TASK: Beginning with the line that holds "PR #398, opened 2020-06-08" in the data below, give again every line through the one that holds "could be limited", exactly as written.

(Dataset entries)
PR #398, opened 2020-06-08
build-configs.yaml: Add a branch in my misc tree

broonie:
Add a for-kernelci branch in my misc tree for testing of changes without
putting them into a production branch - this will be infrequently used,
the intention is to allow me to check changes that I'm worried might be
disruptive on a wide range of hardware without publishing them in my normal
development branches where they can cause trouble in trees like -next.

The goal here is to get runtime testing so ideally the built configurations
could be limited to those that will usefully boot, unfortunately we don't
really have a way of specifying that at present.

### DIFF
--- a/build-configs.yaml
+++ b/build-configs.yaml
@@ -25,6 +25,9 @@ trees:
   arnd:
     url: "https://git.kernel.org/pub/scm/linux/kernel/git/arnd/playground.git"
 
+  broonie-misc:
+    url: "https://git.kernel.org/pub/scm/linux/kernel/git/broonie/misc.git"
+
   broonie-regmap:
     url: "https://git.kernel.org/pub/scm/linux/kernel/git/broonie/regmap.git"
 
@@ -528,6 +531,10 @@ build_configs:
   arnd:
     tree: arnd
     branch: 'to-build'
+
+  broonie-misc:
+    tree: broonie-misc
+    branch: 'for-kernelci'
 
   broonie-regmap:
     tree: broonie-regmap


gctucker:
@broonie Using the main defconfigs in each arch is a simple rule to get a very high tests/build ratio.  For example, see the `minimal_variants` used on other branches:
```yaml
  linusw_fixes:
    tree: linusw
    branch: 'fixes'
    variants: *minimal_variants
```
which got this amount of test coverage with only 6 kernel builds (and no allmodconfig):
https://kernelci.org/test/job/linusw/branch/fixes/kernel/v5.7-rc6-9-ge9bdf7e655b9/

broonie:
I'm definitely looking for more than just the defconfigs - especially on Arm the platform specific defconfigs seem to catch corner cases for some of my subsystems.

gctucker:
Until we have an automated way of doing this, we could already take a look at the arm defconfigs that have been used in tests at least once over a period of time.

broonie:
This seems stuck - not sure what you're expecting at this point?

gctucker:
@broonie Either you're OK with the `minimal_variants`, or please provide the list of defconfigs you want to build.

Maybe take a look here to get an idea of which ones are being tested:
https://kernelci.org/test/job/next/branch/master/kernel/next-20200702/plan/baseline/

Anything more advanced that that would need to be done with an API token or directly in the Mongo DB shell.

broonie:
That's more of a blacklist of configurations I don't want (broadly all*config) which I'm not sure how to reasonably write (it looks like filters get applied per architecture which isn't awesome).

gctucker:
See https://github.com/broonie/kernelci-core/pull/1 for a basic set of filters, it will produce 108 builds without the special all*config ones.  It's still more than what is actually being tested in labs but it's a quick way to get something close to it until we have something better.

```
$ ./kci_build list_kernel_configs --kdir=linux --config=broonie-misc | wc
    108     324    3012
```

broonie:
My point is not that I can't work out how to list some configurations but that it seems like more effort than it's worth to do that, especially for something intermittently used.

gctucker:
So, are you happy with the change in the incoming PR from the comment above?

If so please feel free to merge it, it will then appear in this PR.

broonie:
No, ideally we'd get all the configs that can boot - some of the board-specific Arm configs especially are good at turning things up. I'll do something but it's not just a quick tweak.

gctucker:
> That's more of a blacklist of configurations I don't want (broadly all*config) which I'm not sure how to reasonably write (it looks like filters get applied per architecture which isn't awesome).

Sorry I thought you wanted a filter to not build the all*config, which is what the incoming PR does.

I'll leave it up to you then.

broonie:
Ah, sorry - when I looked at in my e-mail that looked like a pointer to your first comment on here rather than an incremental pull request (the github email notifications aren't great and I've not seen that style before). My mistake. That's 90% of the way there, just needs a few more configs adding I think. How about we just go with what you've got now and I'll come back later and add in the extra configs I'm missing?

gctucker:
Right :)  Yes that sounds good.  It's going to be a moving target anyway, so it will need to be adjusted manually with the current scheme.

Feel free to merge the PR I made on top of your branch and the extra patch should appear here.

* * *

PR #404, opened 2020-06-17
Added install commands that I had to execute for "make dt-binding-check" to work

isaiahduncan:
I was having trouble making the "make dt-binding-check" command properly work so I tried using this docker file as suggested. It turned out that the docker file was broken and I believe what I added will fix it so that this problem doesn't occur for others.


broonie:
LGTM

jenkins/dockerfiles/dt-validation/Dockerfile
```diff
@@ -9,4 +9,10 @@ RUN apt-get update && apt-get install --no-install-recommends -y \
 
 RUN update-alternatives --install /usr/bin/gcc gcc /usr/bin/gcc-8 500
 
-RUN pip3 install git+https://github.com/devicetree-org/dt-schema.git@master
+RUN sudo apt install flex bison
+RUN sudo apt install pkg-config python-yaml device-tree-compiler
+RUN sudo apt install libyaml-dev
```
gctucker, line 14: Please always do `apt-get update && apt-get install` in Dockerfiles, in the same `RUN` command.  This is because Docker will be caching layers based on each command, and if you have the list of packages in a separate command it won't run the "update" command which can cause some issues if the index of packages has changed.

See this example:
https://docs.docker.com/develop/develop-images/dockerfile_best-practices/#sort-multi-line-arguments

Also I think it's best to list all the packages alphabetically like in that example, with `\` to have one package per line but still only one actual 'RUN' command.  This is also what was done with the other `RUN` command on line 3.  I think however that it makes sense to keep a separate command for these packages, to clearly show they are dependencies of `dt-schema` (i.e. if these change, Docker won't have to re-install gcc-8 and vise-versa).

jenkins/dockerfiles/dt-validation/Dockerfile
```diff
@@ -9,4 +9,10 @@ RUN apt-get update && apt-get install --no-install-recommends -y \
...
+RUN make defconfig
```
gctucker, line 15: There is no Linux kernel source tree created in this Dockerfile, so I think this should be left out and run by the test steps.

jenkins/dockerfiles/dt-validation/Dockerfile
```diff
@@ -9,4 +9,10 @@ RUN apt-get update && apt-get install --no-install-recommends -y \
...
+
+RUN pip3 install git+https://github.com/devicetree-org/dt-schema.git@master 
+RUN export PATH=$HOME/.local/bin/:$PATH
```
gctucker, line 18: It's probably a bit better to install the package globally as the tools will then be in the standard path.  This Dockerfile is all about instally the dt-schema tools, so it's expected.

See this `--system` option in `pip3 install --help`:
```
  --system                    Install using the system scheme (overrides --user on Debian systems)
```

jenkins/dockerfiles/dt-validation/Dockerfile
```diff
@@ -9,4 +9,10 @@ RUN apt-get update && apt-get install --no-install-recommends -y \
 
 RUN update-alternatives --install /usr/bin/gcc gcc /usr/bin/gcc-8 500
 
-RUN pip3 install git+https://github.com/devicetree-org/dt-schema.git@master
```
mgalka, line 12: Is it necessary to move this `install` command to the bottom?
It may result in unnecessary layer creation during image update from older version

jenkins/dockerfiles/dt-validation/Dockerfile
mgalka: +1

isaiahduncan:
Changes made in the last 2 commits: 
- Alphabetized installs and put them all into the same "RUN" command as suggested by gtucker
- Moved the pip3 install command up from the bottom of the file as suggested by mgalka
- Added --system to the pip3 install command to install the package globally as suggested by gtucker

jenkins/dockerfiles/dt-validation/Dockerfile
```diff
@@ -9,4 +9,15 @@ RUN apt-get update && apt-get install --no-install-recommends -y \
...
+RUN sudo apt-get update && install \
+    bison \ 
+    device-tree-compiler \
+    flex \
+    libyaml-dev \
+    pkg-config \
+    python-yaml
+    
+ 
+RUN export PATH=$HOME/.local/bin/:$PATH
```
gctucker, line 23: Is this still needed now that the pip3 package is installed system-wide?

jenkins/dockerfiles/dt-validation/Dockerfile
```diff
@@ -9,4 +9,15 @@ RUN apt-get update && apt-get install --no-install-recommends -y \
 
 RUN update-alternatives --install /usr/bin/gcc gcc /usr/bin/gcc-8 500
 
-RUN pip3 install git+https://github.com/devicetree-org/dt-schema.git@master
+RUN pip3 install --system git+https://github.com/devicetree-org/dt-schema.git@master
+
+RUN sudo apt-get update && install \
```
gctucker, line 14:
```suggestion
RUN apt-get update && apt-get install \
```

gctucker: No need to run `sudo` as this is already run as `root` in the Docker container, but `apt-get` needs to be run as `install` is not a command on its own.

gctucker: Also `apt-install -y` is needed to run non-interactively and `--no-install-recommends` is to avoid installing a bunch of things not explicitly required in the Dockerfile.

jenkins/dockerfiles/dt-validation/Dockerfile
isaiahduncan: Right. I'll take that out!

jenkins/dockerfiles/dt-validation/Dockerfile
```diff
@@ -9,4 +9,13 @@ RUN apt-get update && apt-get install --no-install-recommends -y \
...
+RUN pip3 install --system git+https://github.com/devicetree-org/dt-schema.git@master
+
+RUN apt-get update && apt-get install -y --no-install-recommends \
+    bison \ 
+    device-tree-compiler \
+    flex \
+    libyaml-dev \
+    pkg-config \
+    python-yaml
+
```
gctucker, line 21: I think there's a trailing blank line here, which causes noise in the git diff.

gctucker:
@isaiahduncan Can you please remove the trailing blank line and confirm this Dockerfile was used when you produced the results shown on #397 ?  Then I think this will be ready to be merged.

...

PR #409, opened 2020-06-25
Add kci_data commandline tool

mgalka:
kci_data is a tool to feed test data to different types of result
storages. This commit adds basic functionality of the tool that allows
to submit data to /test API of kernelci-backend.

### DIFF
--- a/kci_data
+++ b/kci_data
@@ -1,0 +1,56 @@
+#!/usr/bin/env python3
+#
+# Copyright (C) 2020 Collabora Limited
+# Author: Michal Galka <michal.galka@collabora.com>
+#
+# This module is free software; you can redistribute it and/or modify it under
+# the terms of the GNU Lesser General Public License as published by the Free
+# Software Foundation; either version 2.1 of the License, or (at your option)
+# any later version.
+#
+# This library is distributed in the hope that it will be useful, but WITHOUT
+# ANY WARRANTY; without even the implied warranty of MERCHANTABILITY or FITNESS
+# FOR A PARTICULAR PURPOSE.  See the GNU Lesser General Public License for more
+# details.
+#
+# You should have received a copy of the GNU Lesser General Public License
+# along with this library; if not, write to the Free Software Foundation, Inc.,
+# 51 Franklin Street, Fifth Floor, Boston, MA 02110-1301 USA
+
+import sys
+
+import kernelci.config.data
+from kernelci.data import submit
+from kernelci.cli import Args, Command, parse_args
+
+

RESPONSE FOR THIS EXERCISE:
PR #398, opened 2020-06-08
build-configs.yaml: Add a branch in my misc tree

broonie:
Add a for-kernelci branch in my misc tree for testing of changes without
putting them into a production branch - this will be infrequently used,
the intention is to allow me to check changes that I'm worried might be
disruptive on a wide range of hardware without publishing them in my normal
development branches where they can cause trouble in trees like -next.

The goal here is to get runtime testing so ideally the built configurations
could be limited to those that will usefully boot, unfortunately we don't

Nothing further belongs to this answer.